> **Required action**
If a line of the records contains the word "variables", list it.

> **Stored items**

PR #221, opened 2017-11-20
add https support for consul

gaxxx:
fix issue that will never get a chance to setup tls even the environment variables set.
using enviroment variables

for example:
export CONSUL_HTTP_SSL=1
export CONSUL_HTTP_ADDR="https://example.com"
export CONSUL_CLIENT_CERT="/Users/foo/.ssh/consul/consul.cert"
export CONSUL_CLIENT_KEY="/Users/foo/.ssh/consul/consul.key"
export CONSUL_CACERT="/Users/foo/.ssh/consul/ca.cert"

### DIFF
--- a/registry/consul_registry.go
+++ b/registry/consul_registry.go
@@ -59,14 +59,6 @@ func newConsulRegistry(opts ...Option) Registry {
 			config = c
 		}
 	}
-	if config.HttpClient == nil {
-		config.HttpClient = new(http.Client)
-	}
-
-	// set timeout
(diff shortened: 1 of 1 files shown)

==

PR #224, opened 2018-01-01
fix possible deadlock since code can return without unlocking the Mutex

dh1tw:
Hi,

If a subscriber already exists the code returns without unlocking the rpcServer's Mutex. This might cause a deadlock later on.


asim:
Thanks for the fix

> **Exercise result**
fix issue that will never get a chance to setup tls even the environment variables set.
using enviroment variables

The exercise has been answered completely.